I wonder where she gets the notion: for we are a long-lived race, both sides of the family. I guessed that she would like frankness, and was as frank as I could be, pretending no deference to her objections. "You think you suit each other?" she asked me. My answer, "He suits me!"

pleased her maternal palate, I think. "Any girl might say that!" she admitted. (She might indeed!)

This is the part of our interview she will not have repeated to you.

I was due at Hillyn when she was preparing to go: Aunt N---- came in, and I left her to do the honors while I slipped on my habit. I rode by your mother's carriage as far as the Greenway, where we branched. I suppose that is what her phrase means that you quote about my "making a trophy of her," and marching her a prisoner across the borders before all the world!

I do like her: she is worth winning.--Can one say warmer of a future mother-in-law who stands hostile?

All the same it was an ordeal. I believe I have wept since: for Benjy scratched my door often yesterday evening, and looked most wistful when I came out. Merely paltry self-love, dearest:--I am so little accustomed to not being--liked.

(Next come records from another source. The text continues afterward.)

PR #5626, opened 2021-09-24
NEW NameValueList - Grid Approach

taysea:
#### What does this PR do?

This is a first pass to explore the API structure for a NameValueList component. This is an "Approach 2" to the other NameValueList approach started in https://github.com/grommet/grommet/pull/5623.

The layout of this approach relies on Grid component. Where the Grid becomes single column once size of `small` is reached.

Proposed API is as follows:
```
align?: {
    name?: AlignType;
    value?: AlignType;
  };
  columns?: GridColumnsType;
  data?: {
    name?: string;
    nameIcon?: React.ReactElement;
    value?: string;
    valueIcon?: React.ReactElement;
  }[];
  direction?: { list?: 'column' | 'row'; pair?: 'column' | 'row' };
  gap?: GapType | { row?: GapType; column?: GapType };
  nameProps?: BoxTypes;
  valueProps?: BoxTypes;
```

Things to consider:
- [ ] Expected data structure (not sure about `nameIcon` / `valueIcon`)

To-do:
- [ ] Add in any additional accessibility attributes
- [ ] Add / Split up stories
- [ ] Add tests
- [ ] Add propTypes, etc. files

src/js/components/NameValueList/NameValueList.js

View the storybook deploy: 

https://www.figma.com/file/Ny7rYK5gI5VO4PtZsq6vGC/HPE-Name-Value-Pair?node-id=148%3A1936

Related to https://github.com/grommet/grommet/issues/5604

### DIFF
--- a/src/js/components/Grid/index.d.ts
+++ b/src/js/components/Grid/index.d.ts
@@ -34,6 +34,13 @@ export type GridSizeType =
   | string
   | string[];
 
+export type GridColumnsType =
+  | GridSizeType
+  | GridSizeType[]
+  | {
+      count?: 'fit' | 'fill' | number;
+      size?: GridSizeType;
+    };
 export interface GridProps {
   a11yTitle?: A11yTitleType;
   alignSelf?: AlignSelfType;
@@ -42,13 +49,7 @@ export interface GridProps {
   areas?: { name?: string; start?: number[]; end?: number[] }[] | string[][];
   as?: PolymorphicType;
   border?: BorderType;
-  columns?:
-    | GridSizeType
-    | GridSizeType[]
-    | {
-        count?: 'fit' | 'fill' | number;
-        size?: GridSizeType;
-      };
+  columns?: GridColumnsType;
   fill?: FillType;
   gap?: GapType | { row?: GapType; column?: GapType };
   gridArea?: GridAreaType;
--- a/src/js/components/NameValueList/NameValueList.js
+++ b/src/js/components/NameValueList/NameValueList.js
@@ -28,6 +28,7 @@ const NameValueList = forwardRef(
 
     return (
       <Grid
+        as="dl"
         ref={ref}
         columns={columnsProp || columns}
         gap={gap || theme.nameValueList.gap}
--- a/src/js/components/NameValueList/NameValueList.js
+++ b/src/js/components/NameValueList/NameValueList.js
@@ -1,0 +1,54 @@
+import React, { forwardRef, useContext } from 'react';
+import { ThemeContext } from 'styled-components';
+import { Grid } from '../Grid';
+import { ResponsiveContext } from '../../contexts/ResponsiveContext';
+import { NameValuePair } from './NameValuePair';
+
+const NameValueList = forwardRef(
+  (
+    {
+      a11yTitle,
+      align,
+      columns: columnsProp,
+      data,
+      direction = { list: 'column', pair: 'row' },
+      gap,
+      nameProps,
+      valueProps,
+      ...rest
+    },
+    ref,
+  ) => {
+    const size = useContext(ResponsiveContext);
+    const theme = useContext(ThemeContext);
+
+    let columns;
+    if (size === 'small' || direction.list === 'row') columns = 'medium';
+    else if (direction.list === 'column') columns = ['small', 'medium'];
+
+    return (
+      <Grid
+        ref={ref}
+        columns={columnsProp || columns}
+        gap={gap || theme.nameValueList.gap}
+        fill={direction.list === 'row'}
+        {...rest}
+      >
+        {data.map((datum) => (
+          <NameValuePair
+            key={datum?.name}
+            align={align}
+            data={datum}
+            direction={direction.pair}
+            nameProps={nameProps}
+            valueProps={valueProps}
+          />
+        ))}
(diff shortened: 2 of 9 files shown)


MikeKingdom:
value should probably be able to be a react component. I can imagine various cases where that's needed.

taysea:
> value should probably be able to be a react component. I can imagine various cases where that's needed.

The intention of "valueIcon" is to allow the value to be prefixed with an icon or visual element. Do you anticipate other needs for value to be something more complex?

MikeKingdom:
> > value should probably be able to be a react component. I can imagine various cases where that's needed.
> 
> The intention of "valueIcon" is to allow the value to be prefixed with an icon or visual element. Do you anticipate other needs for value to be something more complex? @MikeKingdom

Yes, definitely. From something as simple as value plus action links to something more complex to display the value with more formatting, meters, etc. Kinda endless, hence I'd allow something generic

taysea:
> Yes, definitely. From something as simple as value plus action links to something more complex to display the value with more formatting, meters, etc. Kinda endless, hence I'd allow something generic

Good points, I would agree. I will make adjustments.

src/js/components/Property/index.d.ts
```diff
@@ -0,0 +1,25 @@
+import * as React from 'react';
+import { TextType } from 'grommet';
```
britt6612, line 2: think this is the wrong import

src/js/components/PropertyList/index.d.ts
```diff
@@ -0,0 +1,33 @@
+import { BoxTypes } from 'grommet';
```
britt6612, line 1: this import looks incorrect

src/js/components/PropertyList/PropertyList.js
```diff
@@ -0,0 +1,45 @@
...
+import { ResponsiveContext } from '../../contexts/ResponsiveContext';
+import { PropertyListContext } from './PropertyListContext';
+
+const PropertyList = forwardRef(
+  (
+    {
+      a11yTitle,
+      align,
+      columns: columnsProp,
+      direction = { list: 'column', property: 'row' },
```
britt6612, line 13: would this make more sense to be 
` direction = { name: 'column', value: 'row' },`

then we would have to change the names below as well
just a little taken back there's `list` and `property` but then `nameProp` and `valueProps`

src/js/components/Property/Property.js
```diff
@@ -0,0 +1,77 @@
...
+        {children}
+      </Box>
+    );
+
+  return (
+    <Container {...containerProps}>
+      {direction === 'column-reverse' ? value : undefined}
+      {name}
+      {direction !== 'column-reverse' ? value : undefined}
+    </Container>
```
britt6612, line 73: This looks a little complicated to be in the return could we do something like 
```
  const first = direction === 'column-reverse' ? value : undefined;
  const second = direction !== 'column-reverse' ? value : undefined;

```
then pass 
```
  return (
    <Container {...containerProps}>
      {first}
      {name}
      {second}
    </Container>
  );
```

maybe with better naming but so its not in the render I was confused at first when looking at thiis

britt6612:
one thing to look at is the screen between `medium` and `smalll` there is a larger gap I believe this is because of the size of the grids.. this is on a 1400px wide screen

Screen Shot 2021-10-04 at 9 43 06 PM

src/js/components/PropertyList/PropertyList.js
taysea: The direction prop is regarding the overall `list` vs the direction of individual properties, so the `property` key determines direction of name & value.

src/js/components/Property/Property.js
taysea: I like the idea of `first` `second`, we can probably mirror what's happening in Button.js

taysea:
> one thing to look at is the screen between `medium` and `small` there is a larger gap I believe this is because of the size of the grids.. this is on a 1400px wide screen.. wonder if we should change too use size `small` for columns in grid
> 
> Screen Shot 2021-10-04 at 9 43 06 PM

Yes, this is a tricky side effect of Grid and the way column width is determined on responsive with the `1fr` -- would be interested to hear others thoughts on how to overcome this: https://github.com/grommet/grommet/blob/master/src/js/components/Grid/StyledGrid.js#L100

taysea:
Write tests for NameValueList:
- [ ] Should render correct width of name
- [ ] Should render correct width of value
- [ ] Should render pairs in a grid when layout="grid"
- [ ] Should render pairs in a column when layout="column" (default)
- [ ] Should render correct alignment of name
- [ ] Should render correct alignment of value
- [ ] Should render correct gap between rows and columns

Write test for NameValuePair:
- [ ] Should render name when name is typeof string
- [ ] Should render name when name is typeof JSX Element
- [ ] Should render value when provided as child of type string
- [ ] Should render value when provided as child of type number
- [ ] Should render value when provided as child of type JSX Element
- [ ] Should support custom theming

halocline:
@jcfilben We are also right at our bundle size limit and this component will likely tip us over. Let's connect and discuss options.

ericsoderberghp:
Let's up the bundlesize threshold to 121 kb as part of this pull request. Then, I think we'll be good to go.

PR #5628, opened 2021-09-25
add hasLabel and hasIcon prop to StyledButtonKind

### LINKED ISSUE #5613: iconProp and labelProp extend props in theme for Button
I would like to extend css for specific conditions when the icon and label props has been passed to the Grommet Button, but observed that there are no Grommet specific props available. It would be very helpful to me to have these props.

### Expected Behavior

There is iconProp and labelProp available for extending CSS.

### Actual Behavior

The props are not available.

image

### Steps to Reproduce

Console log out the extend props.

- Grommet version: 2.16.2
- Operating System and version (desktop or mobile): Mac desktop

lleBit:
#### What does this PR do?
add missing hasIcon and hasLabel to StyledButtonKind. Additionally, sets the line-height to 0 when there is only an icon.

Button.js

Manual + added a unit test.

1. Console log out the props under StyledButtonKind.
2. Console log out the button extend props in the jest test.

I need these props to style the theme of a button that only has an icon

hasIcon and hasLabel is accessible to StyledButton already.
closes #5613 

I don't think so

maybe no

non-breaking changes

image


src/js/components/Button/__tests__/Button-test.js
```diff
@@ -569,4 +569,18 @@ describe('Button', () => {
 
     expect(container.firstChild).toMatchSnapshot();
   });
+
+  test(`line-height should be zero for icon only`, () => {
+    const { getByRole } = render(
+      <Grommet
+        theme={{
+          button: { default: {} },
+        }}
```
jcfilben, line 578: Button should not have default defined in the theme. Default should only be defined if using button kind.

```suggestion
```

lleBit: @jcfilben - Thanks for catching that! Removed the theme.

jcfilben (commented):
Screen Shot 2021-09-27 at 2 03 17 PM
This change doesn't look great. The Buttons with text are not aligned with the Button with only an icon. I'm wondering if we should remove this:

```
${(props) =>
    props.hasIcon &&
    !props.hasLabel &&
    `
    line-height: 0;
  `}
```

Is there a reason we want to set the line-height to 0 when a Button only contains an icon?

lleBit:
> Is there a reason we want to set the line-height to 0 when a Button only contains an icon?

@jcfilben - I copied that code from StyledButton.js. I figured it would make it consistent with the behavior that already exists.

It's not a big deal since I can override it on my side of the code. StyledButton.js and StyledButtonKind.js wouldn't behave the same, but maybe that's what you guys want. Let me know.

halocline:
> > Is there a reason we want to set the line-height to 0 when a Button only contains an icon?
> 
> @jcfilben - I copied that code from StyledButton.js. I figured it would make it consistent with the behavior that already exists.
> 
> It's not a big deal since I can override it on my side of the code. StyledButton.js and StyledButtonKind.js wouldn't behave the same, but maybe that's what you guys want. Let me know.

Thank you for checking for parity between the two. In this case though, I do not think the line-height adjustment is needed (it was added to [fix an alignment issue particular to StyledButton](https://github.com/grommet/grommet/pull/2770), but that issue is not present in StyledButtonKind).

Let's revert that adjustment which should cleanup the snapshot changes. Everything else is looking great.

lleBit:
> Let's revert that adjustment which should cleanup the snapshot changes. Everything else is looking great.
@halocline 

Sounds good. I just removed it and also the test. I'm not sure how to test this since it's a prop that gets passed to StyledButtonKind. Thank you!!

halocline:
> Sounds good. I just removed it and also the test. I'm not sure how to test this since it's a prop that gets passed to StyledButtonKind. Thank you!!

I think in this particular case I would be comfortable without a supporting test, because it is more of internal implementation detail. @jcfilben thoughts?

jcfilben (approved):
Looks good!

I think she will be more gracious in her own house. I have her formal word that I am to come. Soon, not too soon, I will come over; and you shall meet me and take me to see her. There is something in her opposition that I can't fathom: I wondered twice was lunacy her notion: she looked at me so hard.

My mother's seclusion and living apart from us was not on _that_ account. I often saw her: she was very dear and sweet to me, and had quiet eyes the very reverse of a person mentally deranged. My father, I know, went to visit her when she lay dying; and I remember we all wore mourning. My uncle has told me they had a deep regard for each other: but disagreed, and were independent enough to choose living apart.

I do not remember my father ever speaking of her to us as children: but I am sure there was no state of health to be concealed.

Last night I was talking to Aunt N---- about her. "A very dear woman,"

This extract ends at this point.